A Distributed Computing Method Integrating Improved Gradient Projection for Solving Stochastic Traffic Equilibrium Problem

This paper presents two novel algorithmic frameworks to address the logit-based stochastic user equilibrium traffic assignment problem (SUE-TAP). Following the different variant of the gradient projection (termed as GP2) algorithm, we propose an improved GP2 algorithm (IGP) for the SUE-TAP. This study initially presents a smart approach for determining the allocation of more or less effort to specific origin–destination (OD) pairs. Subsequently, the TAP can be decomposed by different OD pairs, whereas the proposed IGP algorithm is designed based on the serial scheme (i.e., the Gauss–Seidel method). Therefore, a new parallel algorithm P-IGP is proposed, which integrates the block coordinate descent (BCD) method and the IGP algorithm. In specific, the independent OD pairs can be separated into several blocks, and the OD-based restricted subproblems within each block can be solved in parallel. Then, we outline the entire process of implementing the P-IGP algorithm to address the SUE-TAP. Several numerical experiments are conducted to verify the proposed algorithms.
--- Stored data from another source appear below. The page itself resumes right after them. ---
PR #2366, opened 2023-01-05
Swift: Sendable conformance

lickel:
This adds `Sendable` conformance to all codegened types.
Structs that need to use `@Heap` are `@unchecked`. 
All other types are checked.

This follows the existing patterns of guarding with `#if` checks as well as checking for `swift(>=5.5)`

### DIFF
--- a/wire-library/wire-runtime-swift/src/main/swift/AnyMessage.swift
+++ b/wire-library/wire-runtime-swift/src/main/swift/AnyMessage.swift
@@ -73,7 +73,7 @@ extension AnyMessage: Hashable {
 }
 #endif
 
-#if swift(>=5.5) && !WIRE_REMOVE_HASHABLE
+#if swift(>=5.5) && !WIRE_REMOVE_SENDABLE
 extension AnyMessage: Sendable {
 }
 #endif
--- a/wire-library/wire-runtime-swift/src/main/swift/AnyMessage.swift
+++ b/wire-library/wire-runtime-swift/src/main/swift/AnyMessage.swift
@@ -73,7 +73,7 @@ extension AnyMessage: Hashable {
 }
 #endif
 
-#if swift(>=5.5) && !WIRE_REMOVE_SENDABLE
+#if swift(>=5.5)
 extension AnyMessage: Sendable {
 }
 #endif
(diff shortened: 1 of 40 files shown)


wire-library/wire-runtime-swift/src/main/swift/AnyMessage.swift
```diff
@@ -64,11 +64,18 @@ public struct AnyMessage {
 }
 
 #if !WIRE_REMOVE_EQUATABLE
-extension AnyMessage: Equatable {}
+extension AnyMessage: Equatable {
```
lickel, line 67: Just matching the style of other extensions here

wire-library/wire-tests-swift/src/main/swift/AllTypes.swift
```diff
@@ -1943,6 +1948,11 @@ extension AllTypes : Hashable {
 }
 #endif
 
+#if swift(>=5.5) && !WIRE_REMOVE_SENDABLE
+extension AllTypes : @unchecked Sendable {
```
lickel, line 1952: I explicitly did not make `Heap<>` conform to sendable since that would necessarily be @unchecked.
Due to that, this need @unchecked conformance.

In theory, we could change things to be:
```swift
struct HeapCow<T> {
    private var storage: Heap<T>
    public var wrappedValue {
        get { storage.wrappedValue }
        set { 
            copyStorage()
            storage.wrappedValue = newValue
        }
    }
}
```

and then remove `copyStorage()` from the heap-allocated protos

lickel: If we did this, then `HeapCow` could be `@unchecked Sendable`

efirestone (approved):

wire-library/wire-tests-swift/src/main/swift/AllTypes.swift
efirestone: I agree with what you have. `Heap` itself is not `Sendable` and marking it as such isn't correct. Put another way, the thing that makes these (unchecked) `Sendable` is the calls to `copyStorage`, which are in the proto object code.

PR #2369, opened 2023-01-13
Swift: Codable JSON Enums

lickel:
This started as an attempt to fix all feedback from https://github.com/square/wire/pull/1900

Once I started compiling everything I noticed that it _only_ worked for non-optional Enums.
I then added support for `Enum?` and `Array<Enum>`.

Additionally, I added encoding and decoding strategies via `CodingUserInfoKey`

Of note: I _explicitly_ did not add support for decoding a non-existent value into `Array<Enum>`. 
I intend to add another property wrapper that does this and apply it to all arrays.


wire-library/wire-swift-generator/src/main/java/com/squareup/wire/swift/SwiftGenerator.kt
```diff
@@ -732,6 +732,10 @@ class SwiftGenerator private constructor(
       if (!forStorageType && field.isDeprecated) {
         property.addAttribute(deprecated)
       }
+      val prototype = field.type
+      if (prototype != null && schema.getType(prototype) is EnumType) {
+        property.addAttribute("JSONEnum")
```
lickel, line 737: Does Proto version matter here?

wire-library/wire-runtime-swift/src/main/swift/JSONEnum.swift
```diff
@@ -0,0 +1,61 @@
...
+            try self.init(string: string)
+        } else {
+            // If the value wasn't a string, then look for the field index instead.
+            let fieldNumber = try container.decode(UInt32.self)
+            try self.init(fieldNumber: fieldNumber)
+        }
+    }
+
+    public func encode(to encoder: Encoder) throws {
+        try String(describing: wrappedValue).encode(to: encoder)
```
lickel, line 45: Would it make sense to configure this to encode integers vs strings via [Encoder.userInfo](https://developer.apple.com/documentation/swift/encoder/userinfo)?

lickel:
I think now I want a Wire lossy enum conversion flag that won't throw and just skip

Package.swift
```diff
@@ -21,6 +21,23 @@ let package = Package(
             name: "Wire",
             path: "wire-library/wire-runtime-swift/src/main/swift"
         ),
+        // The tests depend on valid protos via gradle
```
lickel, line 24: By defining these test targets most if not all Swift development can be done / validated in Xcode

wire-library/wire-runtime-swift/src/main/swift/propertyWrappers/JSONEnumEncoding.swift
```diff
@@ -0,0 +1,56 @@
...
+/// Defaults to .string
+public enum EnumEncodingStrategy {
+    case string
+    case integer
+}
+
+/// The decoding strategy to use for JSONEnum types
+/// Defaults to .shouldThrow
+/// - Note: @JSONEnum will _always_ throw
+public enum EnumDecodingStrategy {
```
lickel, line 29: I figured an enum is the most flexible thing here so that we could change the implementation without having a source-breaking change.

wire-library/wire-runtime-swift/src/main/swift/propertyWrappers/JSONEnum.swift
```diff
@@ -0,0 +1,72 @@
...
+ */
+
+import Foundation
+
+/**
+ Converts enums to/from their string equivalent when serializing to/from JSON.
+ This matches the Proto3 JSON spec: https://developers.google.com/protocol-buffers/docs/proto3#json
+ */
+@propertyWrapper
+public struct JSONEnum<T : CaseIterable & Hashable & RawRepresentable> : Codable, Hashable where T.RawValue == UInt32 {
```
lickel, line 24: I will be applying this pattern of having 3 property wrappers to the current JSONString.
Of note, I will mark `JSONString` as deprecated and create new property wrappers.

wire-library/wire-runtime-swift/src/main/swift/propertyWrappers/JSONOptionalEnum.swift
```diff
@@ -0,0 +1,77 @@
...
+extension JSONOptionalEnum : Sendable where T : Sendable {
+}
+#endif
+
+public extension KeyedDecodingContainer {
+    func decode<T: CaseIterable & Hashable & RawRepresentable>(
+        _: JSONOptionalEnum<T>.Type,
+        forKey key: Key
+    ) throws -> JSONOptionalEnum<T> {
+        if let value = try decodeIfPresent(JSONOptionalEnum<T>.self, forKey: key) {
```
lickel, line 71: This allows for non-existent values to encode as a fundamentally non-optional `JSONOptionalEnum<T>` type

wire-library/wire-runtime-swift/src/main/swift/propertyWrappers/JSONEnum.swift
lickel: I'm tempted to say a better name for this would be `ProtoEnumEncoded`.

I'm also tempted to suggest that we add `LosslessStringConvertible` to proto enums

PR #2371, opened 2023-01-13
Swift: Codable JSON Enums

lickel:
Match the JSON spec for serialization of enums: https://developers.google.com/protocol-buffers/docs/proto3#json

This started as an attempt to fix all feedback from https://github.com/square/wire/pull/1900
Given the level of changes, I am just targeting `master` directly.

Once I started compiling everything I noticed that it _only_ worked for non-optional Enums.
I then added support for `Enum?` and `Array<Enum>`.

Additionally, I added encoding and decoding strategies via `CodingUserInfoKey`

Of note: I _explicitly_ did not add support for decoding a non-existent value into `Array<Enum>`. 
I implemented this in https://github.com/square/wire/pull/2372 via a property wrapper that I applied to all arrays and maps.


Package.swift
```diff
@@ -21,6 +21,23 @@ let package = Package(
             name: "Wire",
             path: "wire-library/wire-runtime-swift/src/main/swift"
         ),
+        // The tests depend on valid protos via gradle
+        // ./gradlew -p wire-library :wire-runtime-swift:generateTestProtos
+        .testTarget(
```
lickel, line 26: By defining these test targets, most swift development can be done seamlessly in Xcode, including test validation

wire-library/wire-runtime-swift/src/main/swift/propertyWrappers/JSONEnum.swift
```diff
@@ -0,0 +1,72 @@
...
+ */
+
+import Foundation
+
+/**
+ Converts enums to/from their string equivalent when serializing to/from JSON.
+ This matches the Proto3 JSON spec: https://developers.google.com/protocol-buffers/docs/proto3#json
+ */
+@propertyWrapper
+public struct JSONEnum<T : CaseIterable & Hashable & RawRepresentable> : Codable, Hashable where T.RawValue == UInt32 {
```
lickel, line 24: I will be applying this pattern of having 3 property wrappers to the current JSONString.
Of note, I will mark `JSONString` as deprecated and create new property wrappers.

- [ ] Rename this to (say) `ProtoEnumEncoded`.
- [ ] Add `LosslessStringConvertible` conformance to proto enums and simplify this wrapper

wire-library/wire-runtime-swift/src/main/swift/propertyWrappers/JSONEnumEncoding.swift
```diff
@@ -0,0 +1,56 @@
...
+/// Defaults to .string
+public enum EnumEncodingStrategy {
+    case string
+    case integer
+}
+
+/// The decoding strategy to use for JSONEnum types
+/// Defaults to .shouldThrow
+/// - Note: @JSONEnum will _always_ throw
+public enum EnumDecodingStrategy {
```
lickel, line 29: I figured an enum is the most flexible thing here so that we could change the implementation without having a source-breaking change.

wire-library/wire-runtime-swift/src/main/swift/propertyWrappers/JSONOptionalEnum.swift
```diff
@@ -0,0 +1,77 @@
...
+        try storage.encode(to: encoder)
+    }
+}
+
+#if swift(>=5.5)
+extension JSONOptionalEnum : Sendable where T : Sendable {
+}
+#endif
+
+public extension KeyedDecodingContainer {
```
lickel, line 66: This extension allows for non-existent values to encode as a fundamentally non-optional `JSONOptionalEnum<T>` type

wire-library/wire-runtime-swift/src/main/swift/propertyWrappers/JSONEnum.swift
lickel: https://github.com/square/wire/pull/2373

lickel: That said, I was able to drop the property wrappers entirely for Enums:
https://github.com/square/wire/pull/2374

wire-library/wire-runtime-swift/src/main/swift/propertyWrappers/JSONEnumEncoding.swift
efirestone: I like the strategy enum. Can we make the naming (both the type and the cases) closer to the existing [UnknownEnumValueDecodingStrategy](https://github.com/square/wire/blob/master/wire-library/wire-runtime-swift/src/main/swift/ProtoDecoder.swift#L34)? Or possible refactor to use that one, but I think they're conceptually separate and having two probably makes sense.

wire-library/wire-runtime-swift/src/main/swift/propertyWrappers/JSONEnumEncoding.swift
```diff
@@ -0,0 +1,56 @@
...
+    case shouldThrow
+    case shouldSkip
+}
+
+extension CodingUserInfoKey {
```
efirestone, line 34: This gets replaced with the enum box type later, right?

wire-library/wire-runtime-swift/src/main/swift/propertyWrappers/JSONOptionalEnum.swift
```diff
@@ -0,0 +1,77 @@
...
+ */
+
+import Foundation
+
+/**
+ Converts enums to/from their string equivalent when serializing to/from JSON.
+ This matches the Proto3 JSON spec: https://developers.google.com/protocol-buffers/docs/proto3#json
+ */
+@propertyWrapper
+public struct JSONOptionalEnum<T : CaseIterable & Hashable & RawRepresentable> : Codable, Hashable where T.RawValue == UInt32 {
```
efirestone, line 24: This goes away in the stacked PR, right?

PR #2374, opened 2023-01-13
Swift: Enum encoding without wrappers

lickel:
This enables (de)serialization of Proto Enums with the exact same semantics as property wrappers without use of a property wrapper.

I needed to use a private Box type in order to maintain support for `decoder.enumDecodingStrategy`.
The reason for this is that the container does not have a (public) reference to `decoder`


wire-library/wire-runtime-swift/src/main/swift/ProtoEnum.swift
```diff
@@ -27,4 +29,120 @@ extension ProtoEnum {
...
+            let box = try container.decode(BoxedEnum<T>.self)
+            if let value = box.value {
+                results.append(value)
+            }
+        }
+
+        return results
+    }
+
+    func decode<T: ProtoEnum>(
```
lickel, line 128: It should be possible to do something like this for Dictionary; however, it's a bit more work and currently Wire doesn't handle them.

The only marginally hard part is getting access to `decoder.enumDecodingStrategy` to support lossy dictionary conversion.

lickel: Broadly: 
* make another Box type for Dictionary<Enum, Decodable>
* make a hack coding key like `_DictionaryCodingKey`
* fetch a keyed container with the hack coding key
* `container.allKeys.reduce(into: [:])`
    * potentially lossily convert hack coding key -> enum
    * insert into memo

iOS 15.4 adds support for `CodingKeyRepresentable` but I don't know if that makes anything easier while still attempting to maintain lossy conversion.

lickel: If you want me to implement this, let me know

wire-library/wire-runtime-swift/src/test/swift/ProtoEnumCodableTests.swift
```diff
@@ -0,0 +1,393 @@
...
+
+        let jsonData = try! encoder.encode(expectedStruct)
+        let actualJson = String(data: jsonData, encoding: .utf8)!
+        XCTAssertEqual(expectedJson, actualJson)
+
+        let actualStruct = try! JSONDecoder().decode(OptionalTypes.self, from: jsonData)
+        XCTAssertEqual(expectedStruct, actualStruct)
+    }
+
+
```
efirestone, line 217: nit: extra newline

efirestone (approved):

wire-library/wire-runtime-swift/src/main/swift/CodingUserInfoKey+Wire.swift
```diff
@@ -0,0 +1,57 @@
...
+    /// The encoding strategy to use for ProtoEnum types
+    /// Defaults to .string
+    public enum CodableEnumEncodingStrategy {
+        case string
+        case integer
+    }
+}
+
+extension CodingUserInfoKey {
+    /// Control the encoding of ProtoEnum types
```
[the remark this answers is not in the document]
lickel: I would prefer not to use `JSONEncoder` since _technically_ any Encoder can use this.
That said, I do like making them properties (and debated doing that before)

wire-library/wire-runtime-swift/src/main/swift/ProtoEnum.swift
```diff
@@ -0,0 +1,148 @@
...
+    ) throws -> Set<T> {
+        var container = try nestedUnkeyedContainer(forKey: key)
+
+        var results: Set<T> = []
+        if let count = container.count {
+            results.reserveCapacity(count)
+        }
+
+        while !container.isAtEnd {
+            let box = try container.decode(BoxedEnum<T>.self)
```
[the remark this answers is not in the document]
lickel: (weird, I thought I already posted this comment)

I could decode `Array<BoxedEnum<T>>.self`, etc, but that would create an extra copy / iteration.
I'd prefer to just do manual iteration since this nominally benefits from a fast path.

wire-library/wire-runtime-swift/src/main/swift/CodingUserInfoKey+Wire.swift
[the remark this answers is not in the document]
lickel: _gah_ I can't make it settable on all (en/de)coders... OK JSON namespacing it is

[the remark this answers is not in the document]
lickel: OK I rooted it off of the relevant JSON coder, but kept the user info keys public.

wire-library/wire-runtime-swift/src/main/swift/ProtoEnum.swift
lickel: I ended up needing a property wrapper 🤷‍♂️

PR #2376, opened 2023-01-17
Swift: string encoded maps

lickel:
This correctly encodes/decodes maps per the [Proto3 spec](https://developers.google.com/protocol-buffers/docs/proto3#json):

```
proto3   | JSON   | JSON example | Notes
map<K,V> | object | {"k": v, …}  | All keys are converted to strings.
```

# Note

Per the spec, this should _by default_ be serializing and deserializing `camelCase` keys.
Further, the .proto file can customize the key name via `json_name`.

I think the only way that could feasibly be done is via custom Codable implementations.
That said, that's kind of idempotent from being able to encode/decode all properties.


wire-library/wire-tests/src/commonTest/proto/kotlin/map.proto
```diff
@@ -21,6 +21,19 @@ message Mappy {
   map<string, Thing> things = 1;
 }
 
+message MappyTwo {
```
lickel, line 24: This may technically be proto syntax 3 ?
That said, iOS refuses to emit proto3 maps for whatever reason (I don't see anything in SwiftGenerator)

wire-library/wire-runtime-swift/src/test/swift/CodableTests.swift
```diff
@@ -29,10 +29,10 @@ final class CodableTests: XCTestCase {
           "repeated_int32":[1,2,3],
           "opt_uint64":"4",
           "opt_double":6,
-          "map_int32_string":[
```
lickel, line 32: I'd be shocked if anyone actually depended upon this Codable representation since it's not remotely idiomatic JSON

wire-library/wire-runtime-swift/src/main/swift/propertyWrappers/ProtoMap.swift
```diff
@@ -0,0 +1,179 @@
+//
+//  ProtoMap.swift
+//
+//  Created by Adam Lickel on 1/16/23.
```
efirestone, line 4: Update this

wire-library/wire-runtime-swift/src/main/swift/ProtoEnum.swift
```diff
@@ -64,7 +64,7 @@ extension ProtoEnum {
 }
 
 /// This type gives access to `decoder.enumDecodingStrategy`
-private struct BoxedEnum<T: ProtoEnum> : Decodable {
+struct BoxedEnum<T: ProtoEnum> : Decodable {
```
efirestone, line 67: Can this be `internal`?

wire-library/wire-swift-generator/src/main/java/com/squareup/wire/swift/SwiftGenerator.kt
```diff
@@ -83,6 +83,11 @@ class SwiftGenerator private constructor(
     get() = schema.getType(this) is EnumType
   private val Type.typeName
     get() = type.typeName
+  private val ProtoType.isStringEncoded
```
efirestone, line 86: What about `SFIXED64` and `UINT64`?

efirestone (approved):

wire-library/wire-runtime-swift/src/main/swift/ProtoEnum.swift
lickel: It's implicitly internal

wire-library/wire-runtime-swift/src/main/swift/propertyWrappers/ProtoMap.swift
lickel: Whoops!

wire-library/wire-swift-generator/src/main/java/com/squareup/wire/swift/SwiftGenerator.kt
lickel: Hah I do not remember where I got this list from

lickel: Or why it's different from `fun TypeName.needsStringEncoded()` which is _only_ Int types...
back to the docs

wire-library/wire-runtime-swift/src/main/swift/ProtoEnum.swift
efirestone: Oh I swear it said `public` when I looked at it. Maybe that was before the rebase.

wire-library/wire-swift-generator/src/main/java/com/squareup/wire/swift/SwiftGenerator.kt
lickel: OK unified and fixed up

The results reveal that the proposed IGP algorithm demonstrates significantly speeder convergence in comparison to the traditional GP2 algorithm, achieving a remarkable acceleration of approximately 12%. Furthermore, the performance of the P-IGP algorithm surpasses that of the proposed IGP algorithm, and it can further achieve a notable 4–5-fold enhancement in convergence efficiency.